Transistors are tiny switches that are used as the fundamental building blocks of silicon chips.
However, many experts point out that the relentless march of Moore's Law could stumble when components get so small they become unreliable.
The unreliability - or "statistical variability" - of chips is a problem that many researchers were trying to deal with, said Professor Asen Asenov from the Department of Electronics and Electrical Engineering at the University of Glasgow.
Variability increases as components shrink, said Professor Asenov, who has been using large scale simulations on grid computers to study how the behaviour of transistors changes as they get smaller.
For Professor Rakesh Kumar at University of Illinois the demise of Moore's Law is being hastened by an insistence on making silicon chips operate flawlessly.
Professor Kumar said variations in manufacturing, environment, and workload can conspire to make a chip suffer errors.

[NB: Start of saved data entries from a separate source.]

PR #2713, opened 2024-10-08
Add email optin attribute and protocol mappers to ol apps keycloak config

rhysyngsun:

Closes https://github.com/mitodl/hq/issues/5559#issuecomment-2392330230

This adds the email opt in field to the user profile attributes and also adds protocol mappers for this and the last name field so that those can come back on the `openid-connect/userinfo` API response.

### How can this be tested?

I'm not aware of how to test this locally, I think we need to test it in a deployed test environment first.

### DIFF
--- a/src/ol_infrastructure/substructure/keycloak/__main__.py
+++ b/src/ol_infrastructure/substructure/keycloak/__main__.py
@@ -356,6 +356,14 @@ ol_apps_user_profile = keycloak.RealmUserProfile(
                 views=["admin", "user"], edits=["admin", "user"]
             ),
         ),
+        keycloak.RealmUserProfileAttributeArgs(
+            name="emailOptIn",
+            display_name="${emailOptIn}",
+            required_for_roles=[],
+            permissions=keycloak.RealmUserProfileAttributePermissionsArgs(
+                views=["admin", "user"], edits=["admin", "user"]
+            ),
+        ),
     ],
     groups=[
         keycloak.RealmUserProfileGroupArgs(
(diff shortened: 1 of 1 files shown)


shaidar:
Removed `multivalued` as it's not a valid key according to the [docs](https://www.pulumi.com/registry/packages/keycloak/api-docs/realmuserprofile/) and when I tried running pulumi, it threw an error stating that. Changed `config` as it also threw an error when trying to run pulumi to verify things:
```
Argument of type "dict[str, list[str]]" cannot be assigned to parameter "config" of type "Input[Mapping[str, Input[str]]] | None" in function "__init__"
  Type "dict[str, list[str]]" is not assignable to type "Input[Mapping[str, Input[str]]] | None"
```

rhysyngsun:
@shaidar when you get a chance to re-review, it'd be good to get this out today. It relates to changes included in https://github.com/mitodl/mit-learn/pull/1727 (although things won't break).

src/ol_infrastructure/substructure/keycloak/__main__.py
```diff
@@ -356,6 +356,20 @@
                 views=["admin", "user"], edits=["admin", "user"]
             ),
         ),
+        keycloak.RealmUserProfileAttributeArgs(
+            name="emailOptIn",
+            display_name="${emailOptIn}",
+            validators=[
+                keycloak.RealmUserProfileAttributeValidatorArgs(
+                    name="integer-bool",
+                    config={"integer": {"min": 0, "max": 1}},
```
shaidar, line 365: This is throwing the following error:
```
error: keycloak:index/realmUserProfile:RealmUserProfile resource 'olapps-user-profile' has a problem: '' expected type 'string', got unconvertible type 'map[string]interface {}', value: 'map[max:1 min:0]'. Examine values at 'olapps-user-profile.attributes[5].validators'.
```

rhysyngsun: Hopefully I fixed that - keycloak exports min/max as strings (although for some reason it's not consistent because `max-length` is an integer), if that still doesn't work (the error makes me think it might not), I'll just remove the validation entirely since it's not directly user input.

shaidar (approved):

Manufacturers try to ensure that whatever happens, he said, the chip works correctly.
"It's a case of 'if the software asks the chip to do something it does it at any cost,'" he said.
Professor Kumar's research suggests that the pursuit of perfection forces manufacturers to make some poor choices.
"To ensure correct operation you are purposefully running the chips at higher power than you need to," he said.
Error condition
That insistence on perfection also pushes up manufacturing costs because many chips have to be discarded if they fall short.
Professor Kumar said that it would become harder and harder for chip makers to ensure instructions are executed flawlessly as components shrink.
The tiny components in chips are already starting to give rise to errors. Instead of trying to eliminate this, he said, it should be embraced to produce so-called "stochastic processors" that are subject to random errors.
"The hardware is already stochastic so why continue pretending it's flawless?" he asked. "Why put in more and more money to make it look flawless?"
Through research part-funded by Intel, Professor Kumar and his colleagues are designing processors that forgo flawlessness. Instead they attempt to manage the number and type of errors so they can be coped with efficiently.
An example error, said Professor Kumar, is when a chip fails to complete a cycle of instructions within a given time. The workings of most chips are governed by a clock and the data processing they do advances with each tick of that time-keeper.